Patientenverfügung

Was ist eine Patientenverfügung?

Das Gesetz(§ 1901 a Absatz 1 BGB) definiert die Patientenverfügung als schriftliche Festlegung einer volljährigen Person, ob sie in bestimmte, zum Zeitpunkt der Festlegung noch nicht unmittelbar bevorstehende Untersuchungen ihres Gesundheitszustands, Heilbehandlungen oder ärztliche Eingriffe einwilligt oder sie untersagt. Die Patientenverfügung bietet somit für den Fall, dass man nicht mehr ansprechbar und entscheidungsfähig ist, die Möglichkeit vorab zu bestimmen, ob und wie man in bestimmten Krankheitssituationen medizinisch behandelt werden möchte.

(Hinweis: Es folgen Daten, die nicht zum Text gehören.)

PR #1614, opened 2022-06-14
chore: lock versions to the correct minor, and update

vmx:
1. Update minimum versions for in-workspace crates.
2. Use the tilde constraint to ensure that we don't update to the next
   minor version. The next minor version is going to revert the change.


vmx:
Not really needed anymore, lets use the original PR.

PR #1615, opened 2022-06-14
Updated deps

cryptonemo:


Cargo.toml
```diff
@@ -12,3 +12,7 @@ members = [
   "filecoin-hashers",
   "storage-proofs-update",
 ]
+
+[patch.crates-io]
+bellperson = { git = "https://github.com/filecoin-project/bellperson", branch = "forward-port-updates" }
+neptune = { git = "https://github.com/filecoin-project/neptune", branch = "updated-deps" }
```
cryptonemo, line 18: FIXME: Requires https://github.com/filecoin-project/bellperson/pull/274 and https://github.com/filecoin-project/neptune/pull/150 followed by crate releases

vmx (commented):
Many dependencies switched from `^` (which is the implicit default)` to `~`. I'd prefer if we would keep `^` (resp. the implicit default). This is what semver is about. This way one wouldn't need to update the Cargo.toml as often.

Though I also don't have a super strong opinion about it and could live with manually updating things more often.

DrPeterVanNostrand (approved):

Welche Form muss eine Patientenverfügung haben?

Die Patientenverfügung muss schriftlich verfasst und eigenhändig unterzeichnet werden. Sofern man zu einer eigenhändigen Unterzeichnung nicht mehr in der Lage ist, kann dies durch ein notariell beglaubigtes Handzeichen ersetzt werden.
Nicht erforderlich, aber empfehlenswert, ist es die Patientenverfügung in bestimmten Zeitabständen (z.B. jährlich) zu bestätigen. Dies bietet im eigenen Interesse u.a. Möglichkeit zu überprüfen, ob die getroffene Festlegung noch gelten soll oder abgeändert werden sollte. Gleichzeitig wird hierdurch dokumentiert, dass man sich zeitnah erneut mit dem Inhalt der Patientenverfügung auseinandergesetzt hat.

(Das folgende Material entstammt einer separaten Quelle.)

PR #202, opened 2025-10-02
Check nvidia-smi output instead of just searching nvcc bin

mustafabar:
## Motivation

`make` thinks it is on NVIDIA hw when `nvcc` is found. Example: `nvcc` is found on an internal cluster with AMD hw because it happens to be on this path `/usr/local/cuda/bin/`

## Technical Details
Add an additional check:
If `nvidia-smi` is found and exited with 0 error code, the condition evaluates to true.
If `nvidia-smi` is not found, or found and exited with non-zero error code, the condition evaluates to false.

## Submission Checklist

### DIFF
--- a/Makefile
+++ b/Makefile
@@ -16,7 +16,7 @@ GPU_TARGETS ?= native
 DEBUG ?= 0
 
 ifeq ($(filter clean,$(MAKECMDGOALS)),)
-  # Compile TransferBenchCuda if nvidia-smi returns successfully
+  # Compile TransferBenchCuda if nvidia-smi returns successfully and nvcc detected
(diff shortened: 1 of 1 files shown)


nileshnegi:
this seems like a decent approach... i had tried in the past to re-order the Makefile, to move the ROCm-related flags before the NVCC flags... which was not fruitful... would you say sticking to `nvidia-smi` is the best route?

nileshnegi (approved):

mustafabar:
> this seems like a decent approach... i had tried in the past to re-order the Makefile, to move the ROCm-related flags before the NVCC flags... which was not fruitful... would you say sticking to `nvidia-smi` is the best route?

Only problem with the `nvidia-smi` approach is when someone tries to cross compile without having the full CUDA stack. I don't have a better idea for now. As you said, reordering the conditions is a bit messy.

PR #212, opened 2025-11-12
v1.65 Adding warp-subexecutor support via GFX_SE_TYPE

gilbertlee-amd:
## Motivation
This PR adds a new execution method into TransferBench for GFX executors.
Each Transfer can now be assigned to a single warp instead of a single threadblock, which allows investigations on different approaches.  

## Technical Details
GFX_SE_TYPE has been introduced to allow switching between the two subexecutor modes.  
GFX_SE_TYPE=0 uses threadblocks as subexecutor (default), and GFX_SE_TYPE=1 uses warps as subexecutors.
This flag is passed all the way down to the kernel, which chooses which Transfer to work on either using warp index or threadblock index.

## Test Plan
All the previous validation is still maintained with warp subexecutors - Each Transfer has still validated at the end of all iterations.  AMG_LOG_LEVEL has been used to validate that the correct number of threadblocks are being launched.

## Test Result
A2A/P2P tests pass, with no performance regression.  Some performance improvements have also been noticed with warp subexecutors

## Submission Checklist


src/header/TransferBench.hpp
```diff
@@ -608,6 +610,38 @@ namespace {
...
+  int GetWarpSize(std::vector<ErrResult>* errors = nullptr) {
+    int warpSize = 0;
+    hipError_t err = hipDeviceGetAttribute(&warpSize, hipDeviceAttributeWarpSize, 0);
+    if (err == hipSuccess) {
+      return warpSize;
+    }
+
+    // Query failed, report error and fall back to compile-time default
+    if (errors) {
+      errors->push_back({ERR_WARN,
```
alex-breslow-amd, line 622: I think you're better off just exiting rather than falling back to a compile time default.  If the program fails in this way, it probably doesn't make sense to continue, especially since some AMD GPUs have a warp size of 32 instead of 64.

src/header/TransferBench.hpp
```diff
@@ -608,6 +610,38 @@ namespace {
...
+    return 64;
+#endif
+  }
+
+  // Calculate grid Y dimension based on SE_TYPE
+  int CalculateGridY(int seType, int blockSize, int numSubExecs) {
+    // Warp-level: each subexecutor is a warp, pack warps into threadblocks
+    if (seType == 1) {
+      int warpsPerBlock = blockSize / GetWarpSize();
+      return (numSubExecs + warpsPerBlock - 1) / warpsPerBlock;
```
alex-breslow-amd, line 638: Not sure if this is on the critical path.  I think not given it's CPU code, but if it is, you can get by with a right shift since you're dividing by a power of two (at least on 637).  I think there's similar tricks for 638.

src/header/TransferBench.hpp
```diff
@@ -1303,11 +1337,17 @@ namespace {
       {
         // Check total number of subexecutors requested
         int numGpuSubExec = GetNumSubExecutors(exeDevice);
+        // For warp-level dispatch, multiply by warps per threadblock
+        if (cfg.gfx.seType == 1) {
+          int warpsPerBlock = cfg.gfx.blockSize / GetWarpSize(&errors);
```
alex-breslow-amd, line 1342: Same comment here.  Consider memoizing GetWarpSize if it's on the critical path.  Again, I think not likely.

src/header/TransferBench.hpp
```diff
@@ -2977,12 +3017,29 @@ static bool IsConfiguredGid(union ibv_gid const& gid)
   // Kernel for GFX execution
   template <typename PACKED_FLOAT, int BLOCKSIZE, int UNROLL, int TEMPORAL_MODE>
   __global__ void __launch_bounds__(BLOCKSIZE)
-    GpuReduceKernel(SubExecParam* params, int waveOrder, int numSubIterations)
+    GpuReduceKernel(SubExecParam* params, int seType, int waveOrder, int numSubIterations)
```
alex-breslow-amd, line 3020: Have you seen what the performance impact is from not making seType a template parameter?  I don't think it's likely much, probably about 1% to 2% if I were to guess, but I thought I'd mention it.

src/header/TransferBench.hpp
```diff
@@ -3106,8 +3171,15 @@ static bool IsConfiguredGid(union ibv_gid const& gid)
     }
 
     // Wait for all threads to finish
-    __syncthreads();
-    if (threadIdx.x == 0) {
+    if (seType == 1) {
+      // For warp-level, sync within warp only
+      __syncwarp();
```
alex-breslow-amd, line 3176: I don't think you explicitly need this, but it is harmless.  It may prevent reordering by the compiler though, so that is beneficial.

alex-breslow-amd (approved):

src/header/TransferBench.hpp
gilbertlee-amd: It was originally templated.  There was no noticeable performance difference when switching over, but saved considerable amount of compilation time.

src/header/TransferBench.hpp
gilbertlee-amd: Likely still important because we still want to be able to run properly on NVIDIA hardware.

src/header/TransferBench.hpp
gilbertlee-amd: CPU code not even used during timing portion.

src/header/TransferBench.hpp
alex-breslow-amd: Aha, that makes sense.  I think it serving as a code motion barrier within a cuda thread is also important now that I think about it.  This is more idiomatic than our use of atomic signal fences in RCCL.

src/header/TransferBench.hpp
alex-breslow-amd: That makes sense then.

src/header/TransferBench.hpp
alex-breslow-amd: Should it be though in some cases?  I think this means that TransferBench will tend toward overly optimistic perf. scaling, but I guess that's okay if you're mainly interested on what happens on the GPUs.

PR #224, opened 2025-12-12
TransferBench v1.66 - Multi-Rank support

gilbertlee-amd:
## Motivation
This set of commits introduces multi-rank support to TransferBench

## Technical Details
Modifications made to support MPI or socket based backbone communication to facilitate multi-rank Transfers.
NIC executors can now be used to copy data between different ranks on different nodes.

## Submission Checklist


src/header/TransferBench.hpp
```diff
@@ -1979,19 +2666,19 @@ static bool IsConfiguredGid(union ibv_gid const& gid)
     attr.min_rnr_timer      = 12;
     if (isRoCE) {
       attr.ah_attr.is_global                     = 1;
-      attr.ah_attr.grh.dgid.global.subnet_prefix = gid.global.subnet_prefix;
-      attr.ah_attr.grh.dgid.global.interface_id  = gid.global.interface_id;
+      attr.ah_attr.grh.dgid.global.subnet_prefix = connInfo.gid.global.subnet_prefix;
+      attr.ah_attr.grh.dgid.global.interface_id  = connInfo.gid.global.interface_id;
       attr.ah_attr.grh.flow_label                = 0;
-      attr.ah_attr.grh.sgid_index                = gidIndex;
+      attr.ah_attr.grh.sgid_index                = connInfo.gidIdx;
```
AtlantaPepsi, line 2709: I believe this should be the local instead of remote GID. Assuming config file is consistent across all ranks as we do, it shouldn't make a difference. In future we should enforce better gid selection logic like in[ rocSHMEM](https://github.com/ROCm/rocSHMEM/blob/bbad1d8539f442beee893ba0755caabcded71e0e/src/gda/backend_gda.cpp#L1332), especially for RoCE systems

AtlantaPepsi (approved):

src/header/TransferBench.hpp
gilbertlee-amd: Currently we allow for different GIDs per rank.  For now we'll stick with using the remote GID.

Ist eine Patientenverfügung verbindlich?

Ja, wenn durch die Festlegungen in der Patientenverfügung der Wille für eine konkrete Lebens- und Behandlungssituation eindeutig festgestellt werden kann. Die Missachtung des Patientenwillens kann als Körperverletzung strafbar sein.
Festlegungen in der Patientenverfügung sind nicht bindend, wenn aufgrund konkreter Anhaltspunkte anzunehmen ist, dass sie zum Behandlungszeitpunkt nicht mehr gelten sollen. Unbeachtlich sind Anordnungen, die gegen ein gesetzliches Verbot verstoßen; so kann z.B. vom Arzt keine strafbare Tötung auf Verlangen gefordert werden.

Was ist beim Verfassen einer Patientenverfügung zu berücksichtigen?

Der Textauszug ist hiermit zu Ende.